Plaintiff's situation is more closely analogous to the first type of case. Plaintiff's passage was not secured by means of a group ticket; rather, an individual ticket was issued in Plaintiff's name. While Plaintiff claims no knowledge of who had her ticket contract, the cruise was arranged as a part of her employment, and clearly someone at Canyon Ranch handled the arrangements for her. Plaintiff's limited knowledge of the circumstances surrounding her trip indicate that she left the details to someone else at Canyon Ranch. Thus, even if another person acting as Plaintiff's agent handled her ticket exclusively, Plaintiff is still charged with knowledge of its contents. Since Plaintiff did not initiate her suit within one year of her injury, summary judgment dismissing the Complaint as to the Owner is granted.

4. Disclosed Principal

Plaintiff concedes that "the passenger ticket contract ... does make clear that the owner of the vessel is Sun Line Greece Special Shipping Co." Pl. Mem. in Opp. at 2. However, Plaintiff argues that, since she never received the ticket, the principal of Sun Line Agency was not disclosed to her. Id. As stated above, however, Plaintiff is charged with knowledge of the contents of the ticket contract. The ticket's cover clearly identifies Sun Line Greece Special Shipping Co., Inc. as the operator and carrier. Trott Supplemental Aff. Exh. B.

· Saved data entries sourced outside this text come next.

PR #311, opened 2026-02-09
feat: autonomous annealing proposal execution

aaronsb:
## Summary

- Annealing proposals previously stalled at `pending` because nothing auto-approved them — the `automation_level` setting existed in the DB but was never read
- Default mode is now **autonomous**: proposals are approved and dispatched for execution within the same annealing cycle, like vocabulary consolidation
- **HITL mode** preserved for diagnostics: set `automation_level = 'hitl'` to hold proposals for human review
- Stale pending proposals (past 7-day TTL) are now expired by the job scheduler cleanup cycle

## Changes

| File | What |
|------|------|
| `api/app/services/annealing_manager.py` | Return proposal IDs from cycle (was count-only) |
| `api/app/launchers/annealing.py` | Pass `automation_level` through job_data |
| `api/app/workers/annealing_worker.py` | Auto-approve + dispatch when autonomous; new `_auto_approve_and_dispatch()` |
| `api/app/services/job_scheduler.py` | Expire stale proposals in cleanup cycle |
| `schema/migrations/053_annealing_autonomous_default.sql` | Change default from `hitl` to `autonomous` |
| `docs/guides/SCHEDULED-JOBS.md` | Add annealing section with mermaid sequence diagram |

## Design

The auto-approve path in the worker reuses the same execution infrastructure as the human review endpoint:
1. Atomic `UPDATE ... WHERE status='pending'` prevents double-dispatch
2. Enqueue `proposal_execution` job via existing job queue
3. `ProposalExecutor` handles promotion/demotion (unchanged)

No changes to `proposal_execution_worker.py`, `proposal_executor.py`, or `routes/ontology.py`.

## Test plan

- [ ] Full test suite passes (1175 passed, 23 skipped)
- [ ] Migration 053 applies cleanly on existing install
- [ ] `kg ontology annealing --dry-run` shows candidates without executing
- [ ] `kg ontology annealing` in autonomous mode creates + executes proposals
- [ ] `kg ontology proposals --status pending` returns empty in autonomous mode (proposals don't linger)
- [ ] Setting `automation_level = 'hitl'` causes proposals to wait for review

### DIFF
--- a/api/app/routes/ontology.py
+++ b/api/app/routes/ontology.py
@@ -484,10 +484,11 @@ async def trigger_annealing_cycle(
     _: None = Depends(require_permission("ontologies", "write")),
 ):
     """
-    Trigger a manual annealing cycle (ADR-200 Phase 3b).
+    Trigger a manual annealing cycle (ADR-200).
 
     Scores all ontologies, recomputes centroids, identifies candidates,
-    and generates proposals for human review.
+    and generates proposals. In autonomous mode (default), proposals are
+    auto-approved and executed. In hitl mode, proposals wait for review.
 
     Use `dry_run=true` to preview candidates without generating proposals.
 
@@ -496,12 +497,33 @@ async def trigger_annealing_cycle(
     from api.app.services.job_queue import get_job_queue
 
     queue = get_job_queue()
+
+    # Read automation_level from DB so manual triggers respect the setting
+    automation_level = "autonomous"
+    try:
+        client = get_age_client()
+        conn = client.pool.getconn()
+        try:
+            with conn.cursor() as cur:
+                cur.execute(
+                    "SELECT value FROM kg_api.annealing_options "
+                    "WHERE key = 'automation_level'"
+                )
+                row = cur.fetchone()
+                if row:
+                    automation_level = row[0]
+        finally:
+            client.pool.putconn(conn)
+    except Exception:
+        pass  # Fall back to default
+
     job_id = queue.enqueue(
         job_type="ontology_annealing",
         job_data={
             "demotion_threshold": demotion_threshold,
             "promotion_min_degree": promotion_min_degree,
             "max_proposals": max_proposals,
+            "automation_level": automation_level,
             "dry_run": dry_run,
             "triggered_by": current_user.username if current_user else "api",
         }
--- a/api/app/services/job_scheduler.py
+++ b/api/app/services/job_scheduler.py
@@ -197,11 +197,12 @@ class JobScheduler:
         if deleted_failed > 0:
             logger.info(f"Deleted {deleted_failed} old failed jobs")
 
-        # Task 4: Expire stale annealing proposals past their TTL
+        # Task 4: Annealing proposal lifecycle cleanup
         try:
             conn = queue._get_connection()
             try:
                 with conn.cursor() as cur:
+                    # 4a. Expire stale pending proposals past their TTL
                     cur.execute("""
                         UPDATE kg_api.annealing_proposals
                         SET status = 'expired'
@@ -210,13 +211,50 @@ class JobScheduler:
                           AND expires_at < NOW()
                     """)
                     expired_proposals = cur.rowcount
+
+                    # 4b. Re-dispatch stranded approved proposals (approved
+                    # but no execution job dispatched, e.g. enqueue failed)
+                    cur.execute("""
+                        SELECT id FROM kg_api.annealing_proposals
+                        WHERE status = 'approved'
+                          AND executed_at IS NULL
+                          AND reviewed_at < NOW() - INTERVAL '5 minutes'
+                    """)
+                    stranded = cur.fetchall()
+
                 conn.commit()
+
                 if expired_proposals > 0:
                     logger.info(f"Expired {expired_proposals} stale annealing proposals")
+
+                # Re-dispatch stranded proposals outside the cursor
+                if stranded:
+                    for (proposal_id,) in stranded:
+                        try:
+                            exec_job_id = queue.enqueue(
+                                job_type="proposal_execution",
+                                job_data={
+                                    "proposal_id": proposal_id,
+                                    "triggered_by": "scheduler_recovery",
+                                },
+                            )
+                            queue.update_job(exec_job_id, {
+                                "status": "approved",
+                                "approved_by": "scheduler_recovery",
+                            })
+                            queue.execute_job_async(exec_job_id)
+                            logger.info(
+                                f"Re-dispatched stranded proposal {proposal_id} "
+                                f"as job {exec_job_id}"
+                            )
+                        except Exception as e:
+                            logger.error(
+                                f"Failed to re-dispatch proposal {proposal_id}: {e}"
+                            )
             finally:
                 queue._return_connection(conn)
         except Exception as e:
-            logger.debug(f"Proposal expiry check skipped: {e}")
+            logger.warning(f"Proposal lifecycle cleanup skipped: {e}")
 
     async def manual_cleanup(self) -> Dict[str, int]:
         """
--- a/api/app/workers/annealing_worker.py
+++ b/api/app/workers/annealing_worker.py
@@ -154,7 +154,8 @@ def _auto_approve_and_dispatch(
                         UPDATE kg_api.annealing_proposals
                         SET status = 'approved',
                             reviewed_by = 'annealing_worker',
-                            reviewed_at = %s
+                            reviewed_at = %s,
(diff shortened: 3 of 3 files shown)


aaronsb:
## Code Review: Autonomous Annealing Proposal Execution

**PR size:** ~260 lines added across 7 files. Standard review scope.

---

### 1. Correctness: Auto-Approve Path vs. Human Review Path

The autonomous path in `_auto_approve_and_dispatch()` (`api/app/workers/annealing_worker.py:134-197`) correctly mirrors the human review endpoint (`api/app/routes/ontology.py:373-474`). Both follow the same sequence:

1. `UPDATE ... SET status = 'approved'` with reviewer metadata
2. `job_queue.enqueue(job_type="proposal_execution", ...)`
3. `job_queue.update_job(exec_job_id, {"status": "approved", ...})`
4. `job_queue.execute_job_async(exec_job_id)`

This is good alignment. The execution pipeline (`proposal_execution_worker.py` -> `_claim_proposal` with `WHERE status = 'approved'` -> `ProposalExecutor`) is shared and unchanged.

**One minor omission:** The human review path stores `reviewer_notes` (ontology.py:416). The autonomous path does not set `reviewer_notes`. Not a bug -- there are no notes to store -- but worth noting for audit trail completeness. A value like `'auto-approved (autonomous mode)'` in `reviewer_notes` would make the audit trail more self-documenting when reviewing proposals after the fact. Low priority.

---

### 2. Race Conditions

**Well handled.** The atomic `UPDATE ... WHERE id = %s AND status = 'pending' RETURNING id` (annealing_worker.py:153-159) prevents double-dispatch even if a human reviews via API concurrently with the autonomous worker. The `_claim_proposal` in `proposal_execution_worker.py:176-201` provides a second guard at execution time (`WHERE status = 'approved'`). This is defense-in-depth -- two atomic guards in the pipeline.

**One subtle timing concern:** Between the `INSERT` in `_store_proposal` (annealing_manager.py:389-403) and the `UPDATE ... SET status = 'approved'` (annealing_worker.py:153-159), the proposal is briefly `pending`. In autonomous mode, this window is milliseconds. However, if the job scheduler's proposal expiry task (job_scheduler.py:200-219) runs during a very long annealing cycle (many candidates, slow LLM), it could theoretically expire a proposal that the autonomous worker is about to approve. In practice: the TTL is 7 days (from `expires_at DEFAULT NOW() + INTERVAL '7 days'` in migration 046), so this is not a real concern. Just documenting that the invariant holds because of the generous TTL.

---

### 3. Error Handling: Partial Dispatch Failures

`_auto_approve_and_dispatch` (annealing_worker.py:148-195) wraps each proposal in its own try/except and continues to the next on failure. This is correct -- a single proposal failure should not prevent the remaining proposals from executing.

**However**, when `job_queue.enqueue` or `job_queue.execute_job_async` fails after the proposal has already been marked `approved` in the database (annealing_worker.py:171-182), the proposal is left in `approved` status with no execution job dispatched. The `proposal_execution_worker._claim_proposal` won't run because no job was enqueued for it.

This is partially mitigated by the existing `process_approved_jobs` recovery in `job_scheduler.py:97-131`, which picks up stuck approved jobs. But that mechanism finds stuck *jobs*, not stuck *proposals*. The proposal sits at `approved` with no corresponding job in the queue.

**Suggestion:** This is an edge case (enqueue failure after DB update), and the 7-day TTL expiry provides a safety net. But for operational visibility, logging the specific failure as a warning (already done at line 189-192) is sufficient. If this becomes a recurring issue, a periodic sweep for `approved` proposals with no corresponding execution job would close the gap.

---

### 4. Migration Safety (053)

```sql
UPDATE kg_api.annealing_options
SET value = 'autonomous', description = '...'
WHERE key = 'automation_level' AND value = 'hitl';
```

The `AND value = 'hitl'` guard is idempotent and safe. If someone already changed the value to something else (e.g., `'autonomous'` manually, or a custom value), the UPDATE is a no-op and the verification block still passes (it only checks that the key exists, not the specific value).

The verification block:
```sql
IF v_level IS NULL THEN
    RAISE EXCEPTION 'Migration failed: automation_level option not found';
END IF;
```

This correctly validates that the `automation_level` key exists (which migration 049 guarantees). It does *not* assert the value is `autonomous`, so re-running the migration after a manual override to `hitl` won't fail. Good.

**One consideration for existing installs:** The migration changes the default for *existing* installs from `hitl` to `autonomous`. This means after `./operator.sh upgrade`, annealing proposals will start auto-executing. The migration comment explains the rationale well. The documentation in `SCHEDULED-JOBS.md` line 117 provides the revert path: `UPDATE kg_api.annealing_options SET value = 'hitl' WHERE key = 'automation_level';`. This is transparent behavior.

---

### 5. Scheduler Proposal Expiry (job_scheduler.py:200-219)

**Connection pool usage:** The code uses `queue._get_connection()` / `queue._return_connection()` (private methods of JobQueue). This is the same pattern used elsewhere in `job_scheduler.py` -- Tasks 1-3 use the queue's public API (`list_jobs`, `update_job`, `delete_job`), but Task 4 needs raw SQL because `JobQueue` has no proposal-aware methods.

Accessing private methods (`_get_connection`, `_return_connection`) is a code smell but pragmatic here -- adding a public method to JobQueue for a single use case would be over-engineering. The `try/finally` ensures the connection is returned even on error.

**The `except` handler:** Using `logger.debug` (line 219) for the expiry skip is appropriate -- this task is additive (cleanup), and failure should not propagate. However, `logger.debug` might be too quiet for production. If the `annealing_proposals` table doesn't exist yet (fresh install before migration 046), this will silently fail at debug level. Consider `logger.info` or `logger.warning` on first failure.

---

### 6. Documentation Accuracy (SCHEDULED-JOBS.md)

The mermaid sequence diagram (lines 122-167) accurately reflects the code flow:

- Trigger -> Launcher -> atomic epoch claim -> enqueue -> Worker -> Manager -> score/centroid/edge/candidate/LLM loop -> proposals
- Autonomous branch: Worker -> approve -> enqueue execution -> dispatch
- HITL branch: proposals await review

The diagram shows `Queue->>Queue: execute_job_async -> ProposalExecutor` which correctly represents the in-process async dispatch. The decision criteria table matches the code defaults (`protection_score < 0.15`, `degree >= 10`). The configure-via SQL statement is correct.

**Minor doc issue:** The manual trigger endpoint docstring at `ontology.py:487` still says "ADR-200 Phase 3b" and "generates proposals for human review" -- this should be updated to reflect autonomous mode. Not in the diff for this PR (pre-existing), but worth a follow-up.

---

### 7. SOLID and Code Quality

**Single Responsibility:** Clean separation. `AnnealingManager` handles scoring/candidates/proposals. `annealing_worker` handles job orchestration and the autonomous dispatch decision. `ProposalExecutor` handles execution. The autonomous logic is added at the correct layer (worker, not manager).

**Open/Closed:** The `automation_level` parameter flows through `job_data` as a string, making it easy to add new modes (e.g., the `aitl` mentioned in migration 049's description) without modifying existing code paths. The `if/elif` pattern is acceptable for 2 modes.

**Variable rename in annealing_manager.py:** The rename from `proposal` to `proposal_id` (lines 138-155) is a clarity improvement. `_store_proposal` always returned `Optional[int]` (the ID), so the old name `proposal` was misleading. Good cleanup.

**Manual trigger gap:** The API endpoint `trigger_annealing_cycle` (ontology.py:477-515) does not pass `automation_level` in `job_data`. The worker defaults to `autonomous` via `job_data.get("automation_level", "autonomous")` (annealing_worker.py:92). This means manual API triggers always run in autonomous mode regardless of the database setting. The launcher path correctly reads `automation_level` from `annealing_options` and passes it through. This inconsistency means: cron/post-ingestion triggers respect the DB config, but manual API calls do not. Consider reading the DB setting in the route handler or passing it through, so that a user who sets `hitl` mode gets consistent behavior regardless of trigger source.

---

### Summary

This is a well-structured change. The execution path alignment with the human review endpoint is correct, the atomic UPDATE prevents double-dispatch, the migration is idempotent and safe, and the documentation is accurate. The separation of concerns is clean.

**Items to consider (none blocking):**

1. **Manual API trigger does not respect DB `automation_level` setting** -- it defaults to `autonomous` regardless. This is the most actionable finding.
2. **Approved-but-no-job edge case** -- if enqueue fails after proposal approval, the proposal is stranded. Mitigated by TTL expiry but not by automatic recovery.
3. **`reviewer_notes` not set in autonomous path** -- minor audit trail gap.
4. **`logger.debug` for expiry errors** -- may be too quiet for detecting table-missing scenarios.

Sun Line Agency was thus the agent for a disclosed principal. "As such, it is not responsible under the contract language or rules of law." Bowns, 1977 A.M.C. 2159 (citing Restatement of Agency § 320); see also Seguros Banvenez, S.A. v. S/S Oliver Drescher, 761 F.2d 855, 860 (2d Cir.1985) ("When an agent makes a contract for a disclosed principal, it becomes neither a party to the contract nor liable for the *347 performance of the contract."). There is no allegation that Sun Line Agency acted outside the scope of its agency. See Seguros Banvenez, 761 F.2d at 860. Thus, this Court concludes that Sun Line Agency is not liable for Plaintiff's injuries while on board the STELLA SOLARIS and is entitled to summary judgment dismissing the complaint as against it.


For the foregoing reasons, Defendants' motion for summary judgment is granted and the complaint is dismissed.



[1] The letter was signed for on March 15, 1990 by "L. Ayala" on a second attempt at delivery at Canyon Ranch.

[2] Defendant also asserts that, as a matter of practice, Sun Line Agency sends cruise tickets "together with any other necessary documents (airline tickets, passport, visa, etc.) to the passenger/passenger agent." Trott Supplemental Aff. ¶ 4. Plaintiff casts some doubt on this aspect of Defendants' proof: Plaintiff offers her airline ticket and itinerary, sent to her by Sun Line Agency, which show that the date the airline ticket was issued and the itinerary prepared was March 20, 1990, subsequent to the alleged mailing of the cruise ticket to Ms. Kientzler. Solomon Further Aff. Exh. A. Thus, Plaintiff asserts, Sun Line Agency's own procedure was not followed in this case.

The Court finds that the portion of Defendants' proof undermined by this inconsistency does not outweigh sufficiently the remainder of the evidence indicating that the cruise ticket was indeed sent to Canyon Ranch and presented upon Plaintiff's boarding in Miami either by Plaintiff or on her behalf.

[3] Some of the information furnished by Plaintiff was submitted by way of further affidavits by both Plaintiff and her attorney, Mr. Solomon, and the affidavit of Ms. Chapman, which were served almost two weeks after Defendants' reply papers were served. At oral argument, this Court permitted Plaintiff to submit an additional affidavit by Mr. Cohen. Thus, Plaintiff has been afforded ample opportunity to meet her burden of establishing a genuine issue for trial.

[4] Plaintiff maintains that she boarded the ship by means of a photo identification card issued in Rio de Janeiro, but Defendants assert that such cards are prepared on board the ship after a passenger has boarded the ship. Trott Supplemental Aff. ¶ 15.